I stumbled upon a question which states the following -

If vector $A = 0.6\bf\hat{i} + N\bf\hat{j}$ is a unit vector, find the value of $N$.

On solving, the value for $N$ would be 0.8 . But my real question is - Is this possible?

How adding two vectors which have magnitudes (number × unit), gave a resultant vector having magnitude 1 (without any unit)?

Am I missing something here ?

Answer 1

Your vector is $\mathbf{A} = (0.6, N)$, and you want to find $N$ such that $\| {A} \| = 1$. The equations for that is $0.6^2 + N^2 = 1$. You can tell at this level that $N^2$ and therefore $N$ must be unitless because of the addition to the also dimensionless $0.36$. It had to be this way since $\mathbf{A}$ itself was specified to be a unit vector (and therefore dimensionless).

As regards your specific question:

How adding two vectors which have magnitudes (number × unit), gave a resultant vector having magnitude 1(without any unit) ?

Am I missing something here ?

The answer is that you don't. What you missed is that you didn't have anything in your problem of the form "number x unit" from the start.

Answer 2

A general 2d vector will have the form $$ \mathbf{v} = a \mathbf{i} + b \mathbf{j} $$ where $\mathbf{i} \cdot \mathbf{i} = \mathbf{j} \cdot \mathbf{j} = 1$ and $\mathbf{i} \cdot \mathbf{j} = 0$.

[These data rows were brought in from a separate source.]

PR #1731, opened 2016-10-05
Fix Changeset.types type

wojtekmach:
Looks like it never used Keyword.t. I verified in the commit that
introduced schemaless changesets (019e2bc)


josevalim:

PR #1732, opened 2016-10-06
WIP Validate unique embeds primary key

### LINKED ISSUE #1729: Embeds with the same primary key can be inserted
### Environment

* Elixir 1.3.3
* PostgreSQL 9.5.4
* Ecto 2.1.0-rc.1
* postgrex 0.12.1
* Arch Linux

### Current behavior

I have the ff. `Parent` schema:

```elixir
defmodule MyApp.Parent do
  use MyApp.Web, :model

  schema "parent" do
    field :name, :string
    embeds_many :children, MyApp.Child

    timestamps()
  end

    struct
    |> cast(params, [:name])
    |> cast_embed(:children)
    |> validate_required([:name])
  end
end
```

I want to ensure that children's names are unique for a given parent. I'm trying to do this by making the children's `name` field the primary key:

```elixir
defmodule MyApp.Child do
  use MyApp.Web, :model

  @primary_key {:name, :string, autogenerate: false}

  embedded_schema do
    field :age, :integer
  end

    struct
    |> cast(params, [:name, :age])
    |> validate_required([:name])
  end
end
```

However, when I try to add children with the same name, both children are added successfully:

```
iex(2)> Repo.insert! Parent.changeset(%Parent{}, %{name: "Alice", children: [%{name: "Bob"}, %{name: "Bob"}]})

[debug] QUERY OK db=6.0ms
INSERT INTO "parent" ("children","name","inserted_at","updated_at") VALUES ($1,$2,$3,$4) RETURNING "id" [[%{age: nil, name: "Bob"}, %{age: nil, name: "Bob"}], "Alice", {{2016, 10, 5}, {7, 34, 33, 658211}}, {{2016, 10, 5}, {7, 34, 33, 660880}}]

%MyApp.Parent{__meta__: #Ecto.Schema.Metadata<:loaded, "parent">,
 children: [%MyApp.Child{age: nil, name: "Bob"},
  %MyApp.Child{age: nil, name: "Bob"}], id: 1,
 inserted_at: ~N[2016-10-05 07:34:33.658211], name: "Alice",
 updated_at: ~N[2016-10-05 07:34:33.660880]}
```

### Expected behavior

Being the primary key, names should be unique.

shhavel:
Fix #1729

### DIFF
--- a/lib/ecto/changeset/relation.ex
+++ b/lib/ecto/changeset/relation.ex
@@ -204,9 +204,10 @@ defmodule Ecto.Changeset.Relation do
     {:ok, [], true, false}
   end
 
-  defp cast_or_change(%{cardinality: :many}, value, current, current_pks,
+  defp cast_or_change(%{cardinality: :many, related: mod}, value, current, current_pks,
                       new_pks, fun) when is_list(value) do
-    map_changes(value, new_pks, fun, process_current(current, current_pks), [], true, true)
+    pks = mod.__schema__(:primary_key)
+    map_changes(value, new_pks, fun, process_current(current, current_pks), [], true, true, pks, [])
   end
 
   defp cast_or_change(_, _, _, _, _, _), do: :error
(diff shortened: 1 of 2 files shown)


josevalim:
Thank you @shhavel! :heart:

I was thinking more about this and I think we need to validate it inside the repository callback: https://github.com/elixir-ecto/ecto/blob/master/lib/ecto/embedded.ex#L49

Otherwise you can still do this:

    Repo.insert %Post{comments: [%Embed{name: "foo"}, %Embed{name: "foo"}]}

and we won't abort.

What do you think?

shhavel:
@josevalim Yes, sure, I will update pull request.

josevalim:

aptinio:
Thank you! :-)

The length of this vector is $$ \ell = \sqrt{\mathbf{v}\cdot\mathbf{v}} = \sqrt{a^2+b^2} $$ From here we can say a few things.

• If $a=1$ and $b\neq 0$ (or vice versa), then $\ell >1$, so $\mathbf{v}$ will not be a unit vector.
• If $a$ and $b$ have units, they should be the same unit -- call it $U$. Then $\ell$ will also have units of $U$.
• $\mathbf{v}$ will be a unit vector if $a^2+b^2=1$. One common way to enforce this constraint is to introduce a parameter $\theta$, and then do a change of variables $a=\sin \theta$ and $b=\cos\theta$, so $\mathbf{v}=\sin\theta\mathbf{i} + \cos\theta\mathbf{j}$.